+++ Record extracts
PR #435, opened 2018-11-22
Add stickler_ci

mheguy:
luacheckrc ripped nearly verbatim from https://github.com/Nexela/Factorio-luacheckrc (thanks @Nexela)

Added some redmew-specific globals since we add a few and modified a few existing globals (like table)


mheguy:
Spoke with Val on discord, he liked the idea and since this doesn't change scenario code, doesn't block merging, and can easily be adjusted I'll push this through.

PR #443, opened 2018-11-23
Added a new command wrapper to reduce boilerplate

### LINKED ISSUE #56: add /savecommand /sc
local func = loadstring(str) if func then local status,error = pcall(func) if not status then game.player.print(error) end else game.player.print("Parse Error.") end

### LINKED ISSUE #358: Command wrapper to reduce the amount of code we need to write to add one
Came out of: #355

I propose the following API to add a command. This will let us reduce the boilerplate and can implement generic solutions for code we often have to duplicate

```lua
function Command.add(name, options, callback) end

Command.add('teleport-to-player', {
    description = 'Teleports you to the player', -- optional, defaults to empty string
    arguments = {
        show_message = {required = false, type = 'boolean'}, -- framework should handle the argument order
        player = {required = true, type = 'string'}, -- both the defaults
    },
    admin_only = true, -- defaults to false
    log_command = true, -- defaults to false unless admin only, then defaults to true
}, function (arguments)
    -- arguments = {show_message = true, player = 'Linaori'}
end)
-- The above example would automatically generate the help message
-- "<player_name> <show_message:optional>Teleports you to the player (Admin only)"
-- "<required args> <optional args:optional> <description> <permissions>"
```

This gives is a bit more power and less duplication in code we have to write when creating a command:
 - Arguments are automatically handled based on (A) order as defined (B) optional arguments as last
 - Automatic protection based on the admin option
 - Automatic logging based on admin usage
 - No more fuzzy argument parsing in each command
 - Consistent command arguments
 - Makes easier to manipulate every command in one way or another (think time based usage, limit to player names, limit to debug only etc)

linaori:
This wrapper should make it slightly easier to write custom commands. It supports:
 - logging when a command failed
 - error out when in debug instead of logging
 - should be supporting the server as actor, but untested
 - log prints if the actor doesn't exist (thus server)
 - automatic logging for admin only commands
 - optional logging for player commands
 - named arguments from commands and validation for missing arguments

```lua

local command_options = {
    description = 'this is a test command',
    arguments = {'player_index', 'x', 'y'},
    admin_only = true,
}

Command.add('test-command', command_options, function (arguments, player, tick)
    game.print(string.format('[t:%d][p:%s]]', tick, player.name))
    game.print(serpent.line(arguments))
end)
```
Edit by plague006:
Closes #358, Closes #56

### DIFF
--- a/utils/command.lua
+++ b/utils/command.lua
@@ -1,4 +1,7 @@
+require 'utils.list_utils'
+
 local insert = table.insert
+local size = table.size
 local format = string.format
 
 local Command = {}
@@ -14,6 +17,7 @@ local Command = {}
 ---    allowed_by_server = false -- lets the server execute this, defaults to false
 ---    allowed_by_player = true -- lets players execute this, defaults to true
 ---    log_command = true, -- defaults to false unless admin only, then always true
+---    capture_excess_arguments = true, defaults to false, captures excess arguments in the last argument, useful for sentences
 ---}
 ---
 ---The callback receives the following arguments:
@@ -30,9 +34,11 @@ function Command.add(command_name, options, callback)
     local default_values = options.default_values or {}
     local admin_only = options.admin_only or false
     local debug_only = options.debug_only or false
+    local capture_excess_arguments = options.capture_excess_arguments or false
     local allowed_by_server = options.allowed_by_server or false
     local allowed_by_player = options.allowed_by_player
     local log_command = options.log_command or options.admin_only or false
+    local argument_list_size = size(arguments)
     local argument_list = ''
 
     if nil == options.allowed_by_player then
@@ -47,13 +53,17 @@ function Command.add(command_name, options, callback)
         error(format("The command '%s' is not allowed by the server nor player, please enable at least one of them.", command_name))
     end
 
-    for _, argument_name in ipairs(arguments) do
+    for index, argument_name in ipairs(arguments) do
         local argument_display = argument_name
         for default_value_name, _ in pairs(default_values) do
             if default_value_name == argument_name then
                 argument_display = argument_display .. ':optional'
                 break
             end
+        end
+
+        if argument_list_size == index and capture_excess_arguments then
+            argument_display = argument_display .. ':sentence'
         end
 
         argument_list = format('%s<%s> ', argument_list, argument_display)
@@ -96,8 +106,18 @@ function Command.add(command_name, options, callback)
 
         local named_arguments = {}
         local from_command = {}
+        local raw_parameter_index = 1
         for param in string.gmatch(command.parameter or '', '%S+') do
-            insert(from_command, param)
+            if capture_excess_arguments and raw_parameter_index == argument_list_size then
+                if not from_command[raw_parameter_index] then
+                    from_command[raw_parameter_index] = param
+                else
+                    from_command[raw_parameter_index] = from_command[raw_parameter_index] .. ' ' .. param
+                end
+            else
+                from_command[raw_parameter_index] = param
+                raw_parameter_index = raw_parameter_index + 1
+            end
         end
 
         local errors = {}
--- a/utils/command.lua
+++ b/utils/command.lua
@@ -1,4 +1,4 @@
-require 'utils.list_utils'
+require 'utils.table'
 
 local insert = table.insert
 local size = table.size
--- a/utils/command.lua
+++ b/utils/command.lua
@@ -85,7 +85,7 @@ function Command.add(command_name, options, callback)
         error(format("The command '%s' is not allowed by the server nor player, please enable at least one of them.", command_name))
     end
 
-    for index, argument_name in ipairs(arguments) do
+    for index, argument_name in pairs(arguments) do
         local argument_display = argument_name
         for default_value_name, _ in pairs(default_values) do
             if default_value_name == argument_name then
@@ -152,7 +152,7 @@ function Command.add(command_name, options, callback)
 
         local errors = {}
 
-        for index, argument in ipairs(arguments) do
+        for index, argument in pairs(arguments) do
             local parameter = from_command[index]
 
             if not parameter then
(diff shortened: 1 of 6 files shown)


utils/command.lua
```diff
@@ -0,0 +1,90 @@
...
+    local argument_list = ''
+
+    for _, argument in ipairs(arguments) do
+        argument_list = string.format('%s<%s> ', argument_list, argument)
+    end
+
+    commands.add_command(command_name, argument_list .. description .. (admin_only and ' (Admin Only)' or ''), function (command)
+        local print
+        local player_index = command.player_index
+        local player = game.players[player_index]
```
grilledham: If the server runs a command `command.player_index` is nil. Indexing the `game.players` with a nil key throws an error.
Also you should use `Game.get_player_by_index(player_index)` to avoid the Factorio bug where `game.players` returns the wrong player when used with a player index.
`Game.get_player_by_index(player_index)` also requires you to not pass in a nil value.

utils/command.lua
```diff
@@ -0,0 +1,90 @@
...
+                '[%s Command] %s, used: %s %s',
+                admin_only and 'Admin' or 'Player',
+                player and player.valid and player.name or '<server>',
+                command_name,
+                serpent.line(named_arguments)
+            ))
+        end
+
+        if _DEBUG then
+            -- in debug mode it will crash and report errors directly
```
grilledham: When we merge this, we must remember to remove the code from custom_commands.lua that does the same thing, assuming all custom commands will be re-written to use this module.
Code from  custom_commands.lua.
```lua
if not _DEBUG then
    local old_add_command = commands.add_command
    commands.add_command =
        function(name, desc, func)
        old_add_command(
            name,
            desc,
            function(cmd)
                local success, error = pcall(func, cmd)
                if not success then
                    log(error)
                    Game.player_print('Sorry there was an error running ' .. cmd.name)
                end
            end
        )
    end
end
```

utils/command.lua
Valansch: I suggest instead using game.player. As that does the same as Game.get_player_by_index(player_index).

utils/command.lua
linaori: In theory this shouldn't cause problems (I'll test to be sure), as it just gets wrapped twice, with my error handler taking precedence

linaori: Tested and it works

utils/command.lua
linaori: Using `game.player` now

linaori:
Seems like my admin only check is incomplete

linaori:
Okay, should be ready now

mheguy:
These are the major test cases I could come up with:

```
1 fixed-length, 1 variable-length
report, popup, tag

none
zoom, tppos, meltdown

1 param
invoke, jail, follow

2 param (1 optional)
walkabout swap-players

2 param
tempban

debug-only
all-tech, cloud, clean

exceptional cases
regular: can take 1 param or 2 depending on param 1
kill: an exceptional case that should work with the wrapper as is -- it can be marked as not admin-only in the wrapper and check for admin status inside the function
```

linaori:
What about a default value for arguments if they are not defined?

mheguy:
Being able to set that would fix the case of `regular`. I think it sounds good.

mheguy:
Could also use a `debug-only` switch

linaori:
`Command.add_debug()`?

Perhaps we should go for a `Debug.add_command` instead, and borrow some of Diggy's functionality to base it on?

mheguy:
I'm not picky about implementation

mheguy:
A `command_options` entry of `server_allowed` or `player_required` or something would be nice to filter out the server trying to run commands that are only for players

linaori:
Hmm that would indeed be a nice option. I'll pass them as flags

linaori:
Added the debug/player/server flags. Only thing left to add from what I can tell, is the option to grab all remaining arguments and shove them into the last parameter

linaori:
Excess arguments can now be captured into the last argument:
image

linaori:
Did a lot of testing with @plague006 and based on that I made some additional changes. Should be good for review. If you can think of more edge-cases with existing commands, let me know!

mheguy:
Because this goes best combined with an overhaul of existing commands, going to push this to 1.2.0. Please do not merge until 1.1.0 is complete.

mheguy:
Happy to merge this when the conflict is resolved

utils/command.lua
```diff
@@ -0,0 +1,209 @@
...
+
+    commands.add_command(command_name, argument_list .. description .. extra, function (command)
+        local print -- custom print reference in case no player is present
+        local player_index = command.player_index
+        local player = game.player
+        local player_name = player and player.valid and player.name or '<server>'
+        if not player or not player.valid then
+            print = function (message)
+                log(format('Trying to print message to player #%d, but not such player found: %s', player_index, message))
+            end
```
grilledham: If game.player is nil we should set print to `_G.print` that way if you run the command at the web console you will see the errors in the web console.

utils/command.lua
```diff
@@ -0,0 +1,209 @@
...
+
+        local success, error = pcall(function ()
+            callback(named_arguments, player, command.tick)
+        end)
+
+        if not success then
+            local serialized_arguments = serialize(named_arguments)
+            if _DEBUG then
+                game.print(format("%s triggered an error running a command and has been logged: '%s' with arguments %s", player_name, command_name, serialized_arguments))
+                game.print(error)
```
grilledham: `game.print` doesn't show up in the web console, if player is nil we should consider also outputting to `_G.print`

utils/command.lua
linaori: Should I do both `log` and `print` in that case?

grilledham: As far as I'm aware if `game.player` is nil that can only mean the command came from the server console. So I don't think logging is necessary.

linaori:
@grilledham can you check f88b054 and see if this is correct?

linaori:
Looks like everything is fixed now, ready for review & merge if nothing comes up

grilledham (approved):

mheguy:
++++++
» **Task brief**
Nothing but the lines holding the word "description" should be returned from the listing above.

» **Exercise solution**
    description = 'Teleports you to the player', -- optional, defaults to empty string
-- "<required args> <optional args:optional> <description> <permissions>"
    description = 'this is a test command',
+    commands.add_command(command_name, argument_list .. description .. (admin_only and ' (Admin Only)' or ''), function (command)
+    commands.add_command(command_name, argument_list .. description .. extra, function (command)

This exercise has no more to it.